*Task to complete*.
For the material that follows, tally the lines holding "responses" and give the total alone.

*Source material*.
--- START ---
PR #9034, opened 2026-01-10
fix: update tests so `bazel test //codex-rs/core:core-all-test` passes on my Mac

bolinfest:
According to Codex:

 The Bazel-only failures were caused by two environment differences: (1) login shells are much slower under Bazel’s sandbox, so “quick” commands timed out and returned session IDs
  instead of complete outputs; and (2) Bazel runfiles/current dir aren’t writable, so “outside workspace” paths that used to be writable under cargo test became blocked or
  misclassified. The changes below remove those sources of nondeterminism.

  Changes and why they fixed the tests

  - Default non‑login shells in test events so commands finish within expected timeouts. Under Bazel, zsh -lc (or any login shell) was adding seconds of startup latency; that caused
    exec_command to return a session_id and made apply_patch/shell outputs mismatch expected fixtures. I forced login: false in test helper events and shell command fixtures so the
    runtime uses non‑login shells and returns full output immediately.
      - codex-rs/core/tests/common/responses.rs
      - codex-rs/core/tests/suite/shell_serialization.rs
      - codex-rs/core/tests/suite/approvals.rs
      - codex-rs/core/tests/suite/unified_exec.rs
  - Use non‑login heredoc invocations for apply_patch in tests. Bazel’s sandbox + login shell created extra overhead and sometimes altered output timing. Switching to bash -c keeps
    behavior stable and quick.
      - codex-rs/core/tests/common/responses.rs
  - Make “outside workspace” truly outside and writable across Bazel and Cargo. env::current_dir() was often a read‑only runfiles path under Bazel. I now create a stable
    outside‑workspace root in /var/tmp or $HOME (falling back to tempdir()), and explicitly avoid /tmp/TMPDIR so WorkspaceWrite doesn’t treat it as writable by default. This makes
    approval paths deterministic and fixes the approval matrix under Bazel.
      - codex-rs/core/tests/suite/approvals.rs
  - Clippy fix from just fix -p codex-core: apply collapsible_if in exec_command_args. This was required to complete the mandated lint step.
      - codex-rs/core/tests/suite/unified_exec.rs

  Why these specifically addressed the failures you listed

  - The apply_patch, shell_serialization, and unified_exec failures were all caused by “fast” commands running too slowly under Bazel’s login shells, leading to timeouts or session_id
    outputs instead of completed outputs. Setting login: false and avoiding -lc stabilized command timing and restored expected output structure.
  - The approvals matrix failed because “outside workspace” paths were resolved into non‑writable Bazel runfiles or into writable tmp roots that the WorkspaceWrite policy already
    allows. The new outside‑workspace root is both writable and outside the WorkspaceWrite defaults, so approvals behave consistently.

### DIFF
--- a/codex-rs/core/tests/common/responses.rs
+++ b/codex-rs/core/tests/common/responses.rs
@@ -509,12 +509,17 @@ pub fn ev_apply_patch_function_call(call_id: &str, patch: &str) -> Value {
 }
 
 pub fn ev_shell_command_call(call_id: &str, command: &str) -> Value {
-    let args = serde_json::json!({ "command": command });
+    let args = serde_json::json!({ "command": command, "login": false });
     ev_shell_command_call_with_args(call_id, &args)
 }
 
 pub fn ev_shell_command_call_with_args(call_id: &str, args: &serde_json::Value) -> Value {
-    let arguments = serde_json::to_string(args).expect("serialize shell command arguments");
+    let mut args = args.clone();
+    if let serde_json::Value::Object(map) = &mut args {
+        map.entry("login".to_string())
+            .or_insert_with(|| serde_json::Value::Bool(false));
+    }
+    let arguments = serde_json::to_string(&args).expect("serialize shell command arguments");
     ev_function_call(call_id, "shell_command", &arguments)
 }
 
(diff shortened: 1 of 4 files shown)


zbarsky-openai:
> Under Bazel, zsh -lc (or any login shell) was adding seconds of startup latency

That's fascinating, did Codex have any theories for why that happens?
--- END ---
--- START ---
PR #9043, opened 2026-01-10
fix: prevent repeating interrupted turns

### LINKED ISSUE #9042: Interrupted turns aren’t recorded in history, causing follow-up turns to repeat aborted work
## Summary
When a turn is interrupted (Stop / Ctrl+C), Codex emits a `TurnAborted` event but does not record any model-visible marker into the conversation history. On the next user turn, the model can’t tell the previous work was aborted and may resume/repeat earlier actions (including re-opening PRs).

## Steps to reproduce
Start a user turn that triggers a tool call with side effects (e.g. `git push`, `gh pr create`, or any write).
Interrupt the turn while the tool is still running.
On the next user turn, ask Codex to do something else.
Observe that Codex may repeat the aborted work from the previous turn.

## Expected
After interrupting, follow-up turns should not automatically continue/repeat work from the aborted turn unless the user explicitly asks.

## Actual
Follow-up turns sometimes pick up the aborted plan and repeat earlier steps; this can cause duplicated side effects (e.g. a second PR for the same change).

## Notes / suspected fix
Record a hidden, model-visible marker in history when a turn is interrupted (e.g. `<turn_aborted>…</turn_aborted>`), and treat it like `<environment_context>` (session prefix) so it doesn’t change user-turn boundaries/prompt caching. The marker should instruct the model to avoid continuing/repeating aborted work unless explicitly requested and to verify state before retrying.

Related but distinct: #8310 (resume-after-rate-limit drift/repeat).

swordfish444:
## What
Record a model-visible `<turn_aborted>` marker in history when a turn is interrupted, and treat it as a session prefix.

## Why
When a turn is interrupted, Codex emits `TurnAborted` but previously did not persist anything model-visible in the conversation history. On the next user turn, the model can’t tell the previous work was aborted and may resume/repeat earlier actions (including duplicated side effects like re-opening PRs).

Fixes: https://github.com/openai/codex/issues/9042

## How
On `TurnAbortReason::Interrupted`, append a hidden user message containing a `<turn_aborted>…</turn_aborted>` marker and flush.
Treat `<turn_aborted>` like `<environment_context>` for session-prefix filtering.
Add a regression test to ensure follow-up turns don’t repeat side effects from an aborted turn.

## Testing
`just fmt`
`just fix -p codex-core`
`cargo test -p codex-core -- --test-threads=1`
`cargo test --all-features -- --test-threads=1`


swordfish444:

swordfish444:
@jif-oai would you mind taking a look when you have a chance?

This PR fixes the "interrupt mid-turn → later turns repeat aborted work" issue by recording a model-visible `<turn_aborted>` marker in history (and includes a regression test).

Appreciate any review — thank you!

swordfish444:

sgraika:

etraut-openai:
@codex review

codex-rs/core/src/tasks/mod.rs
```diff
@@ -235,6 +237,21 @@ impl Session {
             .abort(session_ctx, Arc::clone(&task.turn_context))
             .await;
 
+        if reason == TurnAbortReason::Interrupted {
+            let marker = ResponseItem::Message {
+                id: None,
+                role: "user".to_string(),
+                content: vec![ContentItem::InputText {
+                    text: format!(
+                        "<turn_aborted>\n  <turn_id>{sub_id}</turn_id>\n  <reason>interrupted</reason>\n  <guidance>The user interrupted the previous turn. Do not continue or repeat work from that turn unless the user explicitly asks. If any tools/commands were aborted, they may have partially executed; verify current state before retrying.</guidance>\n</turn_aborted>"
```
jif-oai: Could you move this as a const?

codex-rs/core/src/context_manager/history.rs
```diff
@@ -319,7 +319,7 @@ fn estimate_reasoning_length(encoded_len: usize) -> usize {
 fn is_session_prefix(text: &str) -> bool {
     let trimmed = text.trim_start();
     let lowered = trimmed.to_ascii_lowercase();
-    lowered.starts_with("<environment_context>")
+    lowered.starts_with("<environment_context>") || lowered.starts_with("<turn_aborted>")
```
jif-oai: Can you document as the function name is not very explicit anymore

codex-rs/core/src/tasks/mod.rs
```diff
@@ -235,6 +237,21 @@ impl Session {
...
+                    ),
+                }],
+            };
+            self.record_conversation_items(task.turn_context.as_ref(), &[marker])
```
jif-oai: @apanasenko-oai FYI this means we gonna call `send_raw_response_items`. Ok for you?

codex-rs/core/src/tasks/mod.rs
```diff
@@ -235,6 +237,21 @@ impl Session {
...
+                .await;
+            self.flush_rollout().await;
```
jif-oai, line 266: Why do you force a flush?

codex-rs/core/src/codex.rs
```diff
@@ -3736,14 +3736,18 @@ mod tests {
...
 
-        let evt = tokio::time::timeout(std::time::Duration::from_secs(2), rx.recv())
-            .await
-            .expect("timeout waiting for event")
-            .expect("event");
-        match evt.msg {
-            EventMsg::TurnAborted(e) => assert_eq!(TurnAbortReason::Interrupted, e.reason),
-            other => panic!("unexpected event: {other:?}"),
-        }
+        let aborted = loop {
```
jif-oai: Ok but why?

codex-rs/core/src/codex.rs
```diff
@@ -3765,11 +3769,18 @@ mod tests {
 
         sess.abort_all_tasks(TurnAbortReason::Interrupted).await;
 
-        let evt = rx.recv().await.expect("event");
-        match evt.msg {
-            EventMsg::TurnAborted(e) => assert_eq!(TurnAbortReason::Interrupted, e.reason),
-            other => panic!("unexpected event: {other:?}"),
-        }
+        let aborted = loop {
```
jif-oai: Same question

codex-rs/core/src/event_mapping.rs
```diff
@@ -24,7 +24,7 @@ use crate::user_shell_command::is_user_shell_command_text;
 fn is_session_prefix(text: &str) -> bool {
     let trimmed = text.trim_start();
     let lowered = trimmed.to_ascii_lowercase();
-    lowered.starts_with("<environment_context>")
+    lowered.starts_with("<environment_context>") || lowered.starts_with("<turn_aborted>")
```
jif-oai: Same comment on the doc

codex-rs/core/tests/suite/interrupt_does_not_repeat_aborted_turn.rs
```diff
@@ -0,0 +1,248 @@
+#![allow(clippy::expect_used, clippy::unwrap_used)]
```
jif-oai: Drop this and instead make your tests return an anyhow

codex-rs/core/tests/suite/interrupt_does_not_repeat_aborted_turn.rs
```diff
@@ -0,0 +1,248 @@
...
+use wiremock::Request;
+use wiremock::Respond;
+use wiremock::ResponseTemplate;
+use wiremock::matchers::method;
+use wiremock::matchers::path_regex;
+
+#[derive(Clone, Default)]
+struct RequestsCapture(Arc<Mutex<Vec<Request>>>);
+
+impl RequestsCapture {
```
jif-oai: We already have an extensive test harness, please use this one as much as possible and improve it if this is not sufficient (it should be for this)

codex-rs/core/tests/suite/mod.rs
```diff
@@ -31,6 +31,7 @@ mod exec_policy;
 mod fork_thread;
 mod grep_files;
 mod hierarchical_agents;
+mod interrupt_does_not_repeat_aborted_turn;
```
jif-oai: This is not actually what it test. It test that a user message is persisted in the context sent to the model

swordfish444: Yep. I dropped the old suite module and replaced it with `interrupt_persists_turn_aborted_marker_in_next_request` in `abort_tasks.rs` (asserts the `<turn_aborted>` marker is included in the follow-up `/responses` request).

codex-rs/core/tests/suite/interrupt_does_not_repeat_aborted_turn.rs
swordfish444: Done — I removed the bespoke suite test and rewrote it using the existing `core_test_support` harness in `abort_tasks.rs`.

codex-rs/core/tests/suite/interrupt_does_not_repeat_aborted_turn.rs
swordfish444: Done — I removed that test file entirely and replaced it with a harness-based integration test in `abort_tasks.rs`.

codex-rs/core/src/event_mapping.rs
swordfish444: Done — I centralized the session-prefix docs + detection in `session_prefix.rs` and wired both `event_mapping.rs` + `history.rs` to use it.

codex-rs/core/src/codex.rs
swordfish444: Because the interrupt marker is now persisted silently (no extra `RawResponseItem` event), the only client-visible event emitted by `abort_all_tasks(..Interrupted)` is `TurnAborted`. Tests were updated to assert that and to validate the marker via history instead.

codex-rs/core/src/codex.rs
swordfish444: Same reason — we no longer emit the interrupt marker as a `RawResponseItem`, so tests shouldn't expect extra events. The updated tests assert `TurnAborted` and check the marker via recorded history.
--- END ---
*Exercise response*.
5